EXTRACTED ENTRIES:
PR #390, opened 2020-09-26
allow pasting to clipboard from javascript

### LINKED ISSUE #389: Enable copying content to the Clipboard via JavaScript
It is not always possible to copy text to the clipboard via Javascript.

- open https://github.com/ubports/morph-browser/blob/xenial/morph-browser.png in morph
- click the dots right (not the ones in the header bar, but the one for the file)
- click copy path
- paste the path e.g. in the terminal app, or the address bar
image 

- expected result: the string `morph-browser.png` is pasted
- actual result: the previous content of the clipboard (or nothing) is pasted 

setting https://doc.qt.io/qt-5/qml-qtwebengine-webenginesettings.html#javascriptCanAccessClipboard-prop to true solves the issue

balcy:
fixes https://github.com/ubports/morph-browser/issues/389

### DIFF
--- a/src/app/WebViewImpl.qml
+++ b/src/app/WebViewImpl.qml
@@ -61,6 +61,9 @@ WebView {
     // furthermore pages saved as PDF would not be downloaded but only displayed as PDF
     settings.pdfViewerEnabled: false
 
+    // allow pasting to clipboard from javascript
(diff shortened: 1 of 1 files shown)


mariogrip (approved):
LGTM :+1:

EXERCISE DESCRIPTION: Look for the word "pasted" throughout the material above and copy every line that has it.

SOLUTION TO THIS TASK:
- expected result: the string `morph-browser.png` is pasted
- actual result: the previous content of the clipboard (or nothing) is pasted 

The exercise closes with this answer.